**Exercise objective**.
For the listing below, give the number of lines that include "changed" and add nothing to it.

**Records to process**.
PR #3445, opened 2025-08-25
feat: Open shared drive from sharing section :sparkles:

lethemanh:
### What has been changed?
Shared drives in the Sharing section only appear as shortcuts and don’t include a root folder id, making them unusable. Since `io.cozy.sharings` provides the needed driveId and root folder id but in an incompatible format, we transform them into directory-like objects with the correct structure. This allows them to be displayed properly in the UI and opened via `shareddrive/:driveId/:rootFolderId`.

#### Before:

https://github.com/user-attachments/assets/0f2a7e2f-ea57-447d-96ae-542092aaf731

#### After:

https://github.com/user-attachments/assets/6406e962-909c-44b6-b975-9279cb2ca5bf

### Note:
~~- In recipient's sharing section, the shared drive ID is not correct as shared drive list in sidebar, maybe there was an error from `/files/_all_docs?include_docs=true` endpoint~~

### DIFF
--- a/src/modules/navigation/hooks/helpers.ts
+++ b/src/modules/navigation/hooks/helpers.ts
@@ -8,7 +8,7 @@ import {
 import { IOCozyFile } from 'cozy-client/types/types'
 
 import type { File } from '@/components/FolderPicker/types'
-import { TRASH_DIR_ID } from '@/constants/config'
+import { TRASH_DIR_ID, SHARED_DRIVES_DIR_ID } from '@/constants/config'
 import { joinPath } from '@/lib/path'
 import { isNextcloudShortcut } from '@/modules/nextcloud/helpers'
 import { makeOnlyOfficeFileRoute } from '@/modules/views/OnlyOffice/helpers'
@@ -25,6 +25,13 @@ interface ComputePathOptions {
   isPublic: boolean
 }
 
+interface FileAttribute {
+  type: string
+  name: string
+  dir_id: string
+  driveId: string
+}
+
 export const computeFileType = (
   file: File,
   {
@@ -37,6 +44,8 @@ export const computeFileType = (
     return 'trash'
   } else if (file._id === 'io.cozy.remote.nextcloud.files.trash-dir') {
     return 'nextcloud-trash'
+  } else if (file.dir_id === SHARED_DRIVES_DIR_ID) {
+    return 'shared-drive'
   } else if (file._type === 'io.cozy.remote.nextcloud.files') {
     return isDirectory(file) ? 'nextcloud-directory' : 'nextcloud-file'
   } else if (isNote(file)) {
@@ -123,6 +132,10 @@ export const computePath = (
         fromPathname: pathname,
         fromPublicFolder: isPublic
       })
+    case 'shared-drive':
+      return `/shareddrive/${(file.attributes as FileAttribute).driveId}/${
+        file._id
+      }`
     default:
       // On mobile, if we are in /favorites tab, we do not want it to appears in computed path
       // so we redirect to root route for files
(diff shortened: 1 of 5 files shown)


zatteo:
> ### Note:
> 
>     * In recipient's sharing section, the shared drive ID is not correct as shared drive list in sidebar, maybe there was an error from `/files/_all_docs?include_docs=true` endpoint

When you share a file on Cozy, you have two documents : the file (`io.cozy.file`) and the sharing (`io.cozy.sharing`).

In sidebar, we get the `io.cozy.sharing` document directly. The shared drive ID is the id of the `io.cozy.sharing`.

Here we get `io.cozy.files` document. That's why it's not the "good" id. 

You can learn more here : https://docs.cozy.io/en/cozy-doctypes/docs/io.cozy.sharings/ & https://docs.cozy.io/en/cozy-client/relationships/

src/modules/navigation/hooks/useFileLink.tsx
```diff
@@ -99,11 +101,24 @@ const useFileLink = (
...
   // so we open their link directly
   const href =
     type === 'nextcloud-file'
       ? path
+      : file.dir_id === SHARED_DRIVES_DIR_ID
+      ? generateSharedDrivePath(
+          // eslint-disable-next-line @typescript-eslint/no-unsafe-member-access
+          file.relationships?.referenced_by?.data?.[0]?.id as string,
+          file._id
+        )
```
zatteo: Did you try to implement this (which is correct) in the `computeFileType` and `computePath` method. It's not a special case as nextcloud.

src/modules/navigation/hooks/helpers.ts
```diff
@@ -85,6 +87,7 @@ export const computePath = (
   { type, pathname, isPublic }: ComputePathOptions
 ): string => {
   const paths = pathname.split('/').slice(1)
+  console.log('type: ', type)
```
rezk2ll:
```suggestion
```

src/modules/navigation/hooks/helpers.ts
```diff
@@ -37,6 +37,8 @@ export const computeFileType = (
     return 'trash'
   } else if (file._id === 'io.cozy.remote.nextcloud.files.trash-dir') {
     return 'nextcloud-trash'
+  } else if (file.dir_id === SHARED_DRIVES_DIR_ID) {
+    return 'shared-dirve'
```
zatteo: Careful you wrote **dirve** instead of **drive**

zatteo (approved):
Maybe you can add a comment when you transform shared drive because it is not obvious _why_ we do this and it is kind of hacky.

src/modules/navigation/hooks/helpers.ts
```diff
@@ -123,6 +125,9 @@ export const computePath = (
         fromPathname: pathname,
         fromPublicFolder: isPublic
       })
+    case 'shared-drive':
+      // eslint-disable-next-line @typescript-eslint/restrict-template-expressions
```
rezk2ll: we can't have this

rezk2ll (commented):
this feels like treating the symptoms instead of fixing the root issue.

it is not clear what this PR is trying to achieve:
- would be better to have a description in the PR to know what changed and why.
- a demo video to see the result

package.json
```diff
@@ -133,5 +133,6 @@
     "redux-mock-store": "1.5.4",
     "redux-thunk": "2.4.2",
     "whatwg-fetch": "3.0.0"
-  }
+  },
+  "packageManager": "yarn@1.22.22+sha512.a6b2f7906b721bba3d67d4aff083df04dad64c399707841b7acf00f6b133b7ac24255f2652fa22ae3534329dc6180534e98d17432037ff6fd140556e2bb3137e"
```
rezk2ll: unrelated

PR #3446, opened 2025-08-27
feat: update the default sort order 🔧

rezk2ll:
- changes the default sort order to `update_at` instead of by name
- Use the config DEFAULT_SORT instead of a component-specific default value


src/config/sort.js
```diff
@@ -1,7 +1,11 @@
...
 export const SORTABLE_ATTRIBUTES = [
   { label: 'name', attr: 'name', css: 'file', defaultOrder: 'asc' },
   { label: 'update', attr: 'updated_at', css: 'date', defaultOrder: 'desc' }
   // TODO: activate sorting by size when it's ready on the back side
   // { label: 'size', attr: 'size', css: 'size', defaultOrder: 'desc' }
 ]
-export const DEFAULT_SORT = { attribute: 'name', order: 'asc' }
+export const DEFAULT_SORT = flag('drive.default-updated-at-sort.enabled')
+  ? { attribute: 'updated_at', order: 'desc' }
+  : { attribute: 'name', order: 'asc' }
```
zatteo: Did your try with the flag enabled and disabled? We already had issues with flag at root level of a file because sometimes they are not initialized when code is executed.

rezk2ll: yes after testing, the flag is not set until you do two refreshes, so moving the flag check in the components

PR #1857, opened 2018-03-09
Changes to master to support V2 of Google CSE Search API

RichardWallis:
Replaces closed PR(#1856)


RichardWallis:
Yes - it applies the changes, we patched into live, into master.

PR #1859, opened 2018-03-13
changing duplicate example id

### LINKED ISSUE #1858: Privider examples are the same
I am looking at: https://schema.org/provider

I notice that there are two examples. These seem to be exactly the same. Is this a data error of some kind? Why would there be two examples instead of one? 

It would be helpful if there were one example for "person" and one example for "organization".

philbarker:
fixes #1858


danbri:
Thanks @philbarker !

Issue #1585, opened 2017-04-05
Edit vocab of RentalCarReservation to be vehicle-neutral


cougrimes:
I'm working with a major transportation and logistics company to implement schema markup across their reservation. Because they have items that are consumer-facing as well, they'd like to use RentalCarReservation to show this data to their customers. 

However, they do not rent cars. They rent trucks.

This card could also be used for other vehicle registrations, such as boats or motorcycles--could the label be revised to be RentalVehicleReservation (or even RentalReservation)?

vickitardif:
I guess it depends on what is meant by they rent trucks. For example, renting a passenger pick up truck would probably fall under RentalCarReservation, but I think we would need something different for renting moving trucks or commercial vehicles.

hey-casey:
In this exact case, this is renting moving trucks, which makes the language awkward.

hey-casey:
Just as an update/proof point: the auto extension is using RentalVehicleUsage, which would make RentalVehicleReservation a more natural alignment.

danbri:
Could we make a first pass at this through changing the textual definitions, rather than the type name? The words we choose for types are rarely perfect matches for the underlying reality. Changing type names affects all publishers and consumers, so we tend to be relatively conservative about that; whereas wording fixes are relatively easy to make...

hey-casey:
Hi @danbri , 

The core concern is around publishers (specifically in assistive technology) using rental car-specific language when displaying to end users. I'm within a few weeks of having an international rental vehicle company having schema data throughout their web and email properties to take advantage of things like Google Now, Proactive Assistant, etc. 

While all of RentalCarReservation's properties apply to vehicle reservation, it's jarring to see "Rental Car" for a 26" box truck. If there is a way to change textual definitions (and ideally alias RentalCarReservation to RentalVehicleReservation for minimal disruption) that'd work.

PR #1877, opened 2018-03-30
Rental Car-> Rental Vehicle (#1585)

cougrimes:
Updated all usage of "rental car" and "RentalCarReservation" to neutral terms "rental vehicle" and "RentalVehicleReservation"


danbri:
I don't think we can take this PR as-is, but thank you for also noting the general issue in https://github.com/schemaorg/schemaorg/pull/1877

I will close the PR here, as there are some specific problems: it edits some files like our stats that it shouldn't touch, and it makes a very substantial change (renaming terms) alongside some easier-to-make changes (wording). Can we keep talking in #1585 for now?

**Finished task**.
2